Testing buying and selling may be more profitable if you are in a good area, and are good with business.

I too think processing karat and sterling is the better way to go, but seems what I get to refine is smaller and smaller as price goes nuts.


----------



## Geo (Aug 28, 2011)

i agree that for someone to make PM's their sole source of income, Escrap would put you in the poor house quickly but for someone that has all the time in the world to devote to the effort of reclaiming and refining scrap PM's from electronics is both profitable and eco-friendly. every ounce that a refiner puts back into circulation is an ounce that doesn't go into the landfill. my wife and i both are disabled and would otherwise be a burden on our loved ones and society as a whole, but with the extra we make with our "hobby" we dont need much in the way of support from any one.


----------



## rusty (Aug 28, 2011)

I apologize for sidetracking this thread, your work speaks volumes of your professionalism and the dedication you have given to precious metals refining. 

Best Regards
Rusty


----------



## stihl88 (Aug 29, 2011)

Well done elfixx, some might fine bars you got their and a nice little nest egg to boot...


----------



## lazersteve (Aug 30, 2011)

Very impressive.

Steve


----------



## elfixx (Jan 15, 2012)

Another nice pic you might enjoy, taken on december 30,
34x 1oz bar


----------



## Anonymous (Jan 15, 2012)

I am truly jealous! But I am working on my own stack.


----------



## elfixx (Jan 15, 2012)

Unfortunatly it ain't realy mine and is already long gone.They lasted only 2 hour in my hand from the time I finished minting them and the time it was sold.


----------



## patnor1011 (Jan 15, 2012)

Can you do the same in silver?


----------



## joem (Jan 15, 2012)

The only, and first gold coin, I own is a 1/2 gram cougar from the canadian mint. I also own an ounce silver coin, a cherished gift from a few members of this forum.
I still own this because of some very fine advice given to me by the members of this forum.
I also still have the 1st 2 grams of gold I refined.
I don't have a picture myself this one is from online.


----------



## elfixx (Jan 15, 2012)

Unfortunatly I cannot do the same with silver, that would be too much labor, all those minted bar are hand made. Automated press and continuous casting furnace are way too expensive for me at the moment.


----------



## samuel-a (Jan 15, 2012)

elfixx said:


> all those minted bar are hand made. Automated press and continuous casting furnace are way too expensive for me at the moment.

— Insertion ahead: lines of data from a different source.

Issue #7598, opened 2020-01-05
Redesign of FormFileHistory


mstv:
## Current behaviour

FormFileHistory has several redundant controls. The layout does not use the available space well.
Many functions of FormBrowse which could be applied, are not provided to the user (refer to #6483).

## Expected behaviour

```
FormFileHistory
  = FormBrowse
    - LeftPanel
    - left part of toolbar and menu
    - tab "Console"
    + tab "Blame"
```
* single `CommitInfo` independent from tab "Commit" (`CommitDiff`) and tab "Blame" (`BlameControl`)
  placed by user left or right of the `RevisionGridControl` or -- if really used -- below as tab "Commit"
* tab "Diff" with `RevisionDiffControl` instead of plain `FileViewer`
* no tab "View" (`FileViewer`) because it is the same as on tab "Blame"

## Screenshots

![grafik](https://user-images.githubusercontent.com/36601201/71786099-35e08680-3008-11ea-8f41-50ccabc41a6f.png)
![grafik](https://user-images.githubusercontent.com/36601201/71786161-efd7f280-3008-11ea-996f-6fcb15c7d3a8.png)
![grafik](https://user-images.githubusercontent.com/36601201/71786212-33326100-3009-11ea-8240-2137a1f60d9a.png)
![grafik](https://user-images.githubusercontent.com/36601201/71786375-15fe9200-300b-11ea-9a8a-16706d8e3f1e.png)

## Environment

- GitExtensions version: 3.3.1

gerhardol:
CommitInfo: That is very useful to find other files changed in that commit (I occasionally need to get related commits in e.g. for merges in Browse though).

View: Not strictly needed, but blame is a little sluggish (diff could be used too, view complete file). But this is not important for me.
A reason to keep is though that that the FileHistory vs Blame (H/B) expects a View - affects other shortcuts.

Diff: Do you propose to remove that?
Also with the CommitInfo, it is simpler to see files (more important than View).

Regarding #6483 a Blame tab (or Diff with a separate Blame viewer) could be added to Browse, but then the revision grid need to be filtered to the current file too, which will be a little strange.

mstv:
At least from the user's perspective, I really think of a reused FormBrowse just with filtered revisions.
(Red highlighted menu items and toolbar to be hidden/removed)

![grafik](https://user-images.githubusercontent.com/36601201/71848148-08124500-30cf-11ea-89ba-9ebceff9aecc.png)

[...]

PR #8660, opened 2020-12-06
Custom mergetool

gerhardol:
#8194 for merge tools

## Proposed changes

Adds a dropdown menu in FormResolve to choose the merge tool without changing the defaults.
Some tools work better in some situations.
(a separate fixup to remove unused code, will be squashed)

There are some alternatives not handled hare:
* Expose this in the split button
* Implement this in the "Git Extensions" workflow where handling of files changed is asked in a terminal instead of a popup, 2way merge filters etc is handled. 

I just do not think it is worth it to implement this.

### Before

image

### After

image

## Test methodology 

Tests were added in #8194

----

### DIFF
--- a/GitUI/CommandsDialogs/FormResolveConflicts.Designer.cs
+++ b/GitUI/CommandsDialogs/FormResolveConflicts.Designer.cs
@@ -37,6 +37,7 @@ namespace GitUI.CommandsDialogs
             this.authorDataGridViewTextBoxColumn1 = new System.Windows.Forms.DataGridViewTextBoxColumn();
             this.ConflictedFilesContextMenu = new System.Windows.Forms.ContextMenuStrip(this.components);
             this.OpenMergetool = new System.Windows.Forms.ToolStripMenuItem();
+            this.customMergetool = new System.Windows.Forms.ToolStripMenuItem();
             this.ContextMarkAsSolved = new System.Windows.Forms.ToolStripMenuItem();
             this.toolStripSeparator3 = new System.Windows.Forms.ToolStripSeparator();
             this.ContextChooseLocal = new System.Windows.Forms.ToolStripMenuItem();
@@ -141,6 +142,7 @@ namespace GitUI.CommandsDialogs
             // 
             this.ConflictedFilesContextMenu.Items.AddRange(new System.Windows.Forms.ToolStripItem[] {
             this.OpenMergetool,
+            this.customMergetool,
             this.ContextMarkAsSolved,
             this.toolStripSeparator3,
             this.ContextChooseLocal,
@@ -169,6 +171,13 @@ namespace GitUI.CommandsDialogs
             this.OpenMergetool.Size = new System.Drawing.Size(195, 22);
             this.OpenMergetool.Text = "Open in mergetool";
             this.OpenMergetool.Click += new System.EventHandler(this.OpenMergetool_Click);
+            // 
+            // customMergetool
+            // 
+            this.customMergetool.Name = "customMergetool";
+            this.customMergetool.Size = new System.Drawing.Size(195, 22);
+            this.customMergetool.Text = "Open in &mergetool";
+            this.customMergetool.Click += new System.EventHandler(this.customMergetool_Click);
             // 
             // ContextMarkAsSolved
             // 
@@ -594,6 +603,7 @@ namespace GitUI.CommandsDialogs
         private System.Windows.Forms.ToolStripMenuItem ContextOpenRemoteWith;
         private System.Windows.Forms.ToolStripSeparator toolStripSeparator2;
         private System.Windows.Forms.ToolStripMenuItem OpenMergetool;
+        private System.Windows.Forms.ToolStripMenuItem customMergetool;
         private System.Windows.Forms.ToolStripSeparator toolStripSeparator3;
         private System.Windows.Forms.ToolStripMenuItem ContextSaveBaseAs;
         private System.Windows.Forms.ToolStripMenuItem ContextSaveLocalAs;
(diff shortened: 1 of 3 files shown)


GitUI/CommandsDialogs/FormResolveConflicts.Designer.cs
```diff
@@ -170,6 +172,13 @@ private void InitializeComponent()
             this.OpenMergetool.Text = "Open in mergetool";
             this.OpenMergetool.Click += new System.EventHandler(this.OpenMergetool_Click);
             // 
+            // customMergetool
+            // 
+            this.customMergetool.Name = "customMergetool";
+            this.customMergetool.Size = new System.Drawing.Size(195, 22);
+            this.customMergetool.Text = "Open in mergetool";
```
mstv, line 179:
```suggestion
            this.customMergetool.Text = "Open in &mergetool";
```

GitUI/CommandsDialogs/FormResolveConflicts.cs
```diff
@@ -1243,6 +1256,28 @@ private void OpenMergetool_Click(object sender, EventArgs e)
             OpenMergeTool();
         }
 
+        private void customMergetool_Click(object sender, EventArgs e)
+        {
+            if (sender == customMergetool)
+            {
+                // Cancel dropdown manually if "main menu" is selected
+                customMergetool.HideDropDown();
+                ConflictedFilesContextMenu.Hide();
```
mstv, line 1265: Shouldn't we exit here? `customTool` will be `null`, won't it?

GitUI/CommandsDialogs/FormResolveConflicts.cs
```diff
@@ -295,6 +295,24 @@ private static string FixPath(string path)
             return (path ?? "").ToNativePath();
         }
 
+        public void ReloadCustomMergetools()
```
RussKie, line 298: Why "reload"?

RussKie, line 298: Why "public"?

GitUI/CommandsDialogs/FormResolveConflicts.cs
```diff
@@ -1243,6 +1256,28 @@ private void OpenMergetool_Click(object sender, EventArgs e)
...
+        private void customMergetool_Click(object sender, EventArgs e)
+        {
+            if (sender == customMergetool)
+            {
+                // Cancel dropdown manually if "main menu" is selected
+                customMergetool.HideDropDown();
+                ConflictedFilesContextMenu.Hide();
+            }
+
+            string customTool = (sender as ToolStripMenuItem)?.Tag as string;
```
RussKie, line 1268: Should we assert it is not null or empty?
```suggestion
            string customTool = (sender as ToolStripMenuItem)?.Tag as string;
            Debug.Assert(!string.IsNullOrWhitespace(customTool));
```

RussKie (commented):
👍

GitUI/CommandsDialogs/FormResolveConflicts.cs
gerhardol: Cut&paste from revdiff. Will change.

gerhardol: Cut&paste from revdiff. Will change.

GitUI/CommandsDialogs/FormResolveConflicts.cs
gerhardol: if customTool is null or empty, the default mergetool will be used so this works fine.

In this case it is possible to select both the top level "Open in mergetool" and the menu. Maybe mostly used while the list of tools is building (can takes ten seconds on PC with virus programs). If top is selected, the menus must be closed directly. An alternative is to ignore the top level selection once there is a dropdown created.

For the custom difftool action in revdiff, top level has no effect as there is a separate menu item.

image

A side discussion, I would like to use custom difftool in more scenarios (like History, diff any two files), then adding a second menu item will duplicating several items and the top level with dropdown should be considered.

GitUI/CommandsDialogs/FormResolveConflicts.cs
gerhardol: null and empty is OK, see comment to mstv.

GitUI/CommandsDialogs/FormResolveConflicts.cs
mstv: > A side discussion, I would like to use custom difftool in more scenarios (like History, diff any two files)

FormHistory is missing too much. And I do not see a real difference to FormBrowse. That's why I would not maintain FormHistory but replace it with a variant of FormBrowse as proposed in #7598, (which has become even easier since the history is shown in a dedicated GE instance).

gerhardol: History discussed in separate issue

If other forms are changed is also not in this PR, except that I would like to use the same behavior if changed elsewhere: action on the main menu and submenu

GitUI/CommandsDialogs/FormResolveConflicts.cs
```diff
@@ -295,6 +295,24 @@ private static string FixPath(string path)
             return (path ?? "").ToNativePath();
         }
 
+        private void LoadCustomMergetools()
+        {
+            ThreadHelper.JoinableTaskFactory.RunAsync(async () =>
+            {
+                var tools = await Module.GetCustomDiffMergeTools(isDiff: false);
```
RussKie, line 302: Are we running on UI thread here?

gerhardol: Yes (similar in RevDiff).

RussKie:
Merge at will.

nonetheless, it is a magnificent wotk elfixx !

IIRC, you refine your gold via electrolysis, any special reason you don't stamp them .999 and not .9995/9 ?


----------



## elfixx (Jan 15, 2012)

It's a kind of safety, since the only evaluation of the gold purity is a visual inspection i'm a bit shy to stamp them .9999


----------



## kadriver (Jan 25, 2012)

Wow - nice work. These look very professional. Great job on those gold bars. 

kadriver


----------